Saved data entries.
....

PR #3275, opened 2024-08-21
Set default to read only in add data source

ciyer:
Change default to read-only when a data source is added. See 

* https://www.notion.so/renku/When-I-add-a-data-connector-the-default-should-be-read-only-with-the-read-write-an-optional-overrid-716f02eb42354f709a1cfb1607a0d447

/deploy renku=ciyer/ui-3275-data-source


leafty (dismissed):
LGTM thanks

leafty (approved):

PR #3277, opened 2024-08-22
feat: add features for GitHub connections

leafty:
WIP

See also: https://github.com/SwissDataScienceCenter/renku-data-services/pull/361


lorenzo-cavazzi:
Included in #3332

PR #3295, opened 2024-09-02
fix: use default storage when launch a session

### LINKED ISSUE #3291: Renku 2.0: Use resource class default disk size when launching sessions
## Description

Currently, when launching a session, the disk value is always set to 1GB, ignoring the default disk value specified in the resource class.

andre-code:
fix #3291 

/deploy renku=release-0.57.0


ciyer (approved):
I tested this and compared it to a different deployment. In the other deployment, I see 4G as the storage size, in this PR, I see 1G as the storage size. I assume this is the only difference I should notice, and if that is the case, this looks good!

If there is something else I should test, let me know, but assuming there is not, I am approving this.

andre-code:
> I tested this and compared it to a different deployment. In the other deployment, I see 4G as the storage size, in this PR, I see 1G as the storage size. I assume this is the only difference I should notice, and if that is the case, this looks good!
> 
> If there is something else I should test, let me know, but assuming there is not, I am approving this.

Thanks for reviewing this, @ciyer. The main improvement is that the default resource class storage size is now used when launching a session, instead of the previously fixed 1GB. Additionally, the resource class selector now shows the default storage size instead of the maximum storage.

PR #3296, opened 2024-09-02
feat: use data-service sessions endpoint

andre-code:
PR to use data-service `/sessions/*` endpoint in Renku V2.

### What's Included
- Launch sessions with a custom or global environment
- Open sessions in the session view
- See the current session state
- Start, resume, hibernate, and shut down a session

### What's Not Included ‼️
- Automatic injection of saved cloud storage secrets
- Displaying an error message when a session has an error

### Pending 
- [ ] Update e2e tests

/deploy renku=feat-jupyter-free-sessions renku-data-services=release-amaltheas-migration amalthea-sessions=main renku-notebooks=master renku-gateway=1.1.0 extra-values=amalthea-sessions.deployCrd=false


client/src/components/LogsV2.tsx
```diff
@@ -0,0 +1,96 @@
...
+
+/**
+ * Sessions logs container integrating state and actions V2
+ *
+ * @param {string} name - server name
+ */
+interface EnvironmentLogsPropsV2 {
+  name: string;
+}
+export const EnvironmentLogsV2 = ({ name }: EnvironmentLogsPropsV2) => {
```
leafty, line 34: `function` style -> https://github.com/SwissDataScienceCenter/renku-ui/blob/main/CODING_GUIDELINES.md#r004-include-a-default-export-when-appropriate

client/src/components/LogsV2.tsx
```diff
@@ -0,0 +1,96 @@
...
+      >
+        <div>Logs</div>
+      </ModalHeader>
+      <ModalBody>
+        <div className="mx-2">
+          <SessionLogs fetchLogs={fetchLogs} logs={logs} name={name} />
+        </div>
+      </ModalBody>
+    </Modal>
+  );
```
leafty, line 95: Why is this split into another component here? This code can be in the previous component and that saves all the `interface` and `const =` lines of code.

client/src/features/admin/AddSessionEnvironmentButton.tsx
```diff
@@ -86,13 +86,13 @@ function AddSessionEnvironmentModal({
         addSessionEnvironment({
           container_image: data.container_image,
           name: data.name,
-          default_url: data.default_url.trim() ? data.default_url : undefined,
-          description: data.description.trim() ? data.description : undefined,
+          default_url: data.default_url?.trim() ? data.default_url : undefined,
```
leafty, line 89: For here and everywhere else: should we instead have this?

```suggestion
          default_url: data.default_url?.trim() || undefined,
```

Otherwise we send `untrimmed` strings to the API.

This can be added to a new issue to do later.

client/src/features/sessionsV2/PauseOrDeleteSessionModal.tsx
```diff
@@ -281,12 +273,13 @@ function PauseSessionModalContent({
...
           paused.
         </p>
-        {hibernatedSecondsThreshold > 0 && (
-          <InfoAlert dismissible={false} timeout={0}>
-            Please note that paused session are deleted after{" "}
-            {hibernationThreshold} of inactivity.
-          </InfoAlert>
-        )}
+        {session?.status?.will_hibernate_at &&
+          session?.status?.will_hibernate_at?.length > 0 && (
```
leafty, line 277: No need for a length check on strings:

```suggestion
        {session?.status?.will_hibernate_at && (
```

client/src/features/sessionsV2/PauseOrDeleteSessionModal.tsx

....

Task brief. From the first line of the records above down to the line containing "Change default to", repeat each line exactly as written. Include both of those lines and add nothing.

Completed task.
PR #3275, opened 2024-08-21
Set default to read only in add data source

ciyer:
Change default to read-only when a data source is added. See 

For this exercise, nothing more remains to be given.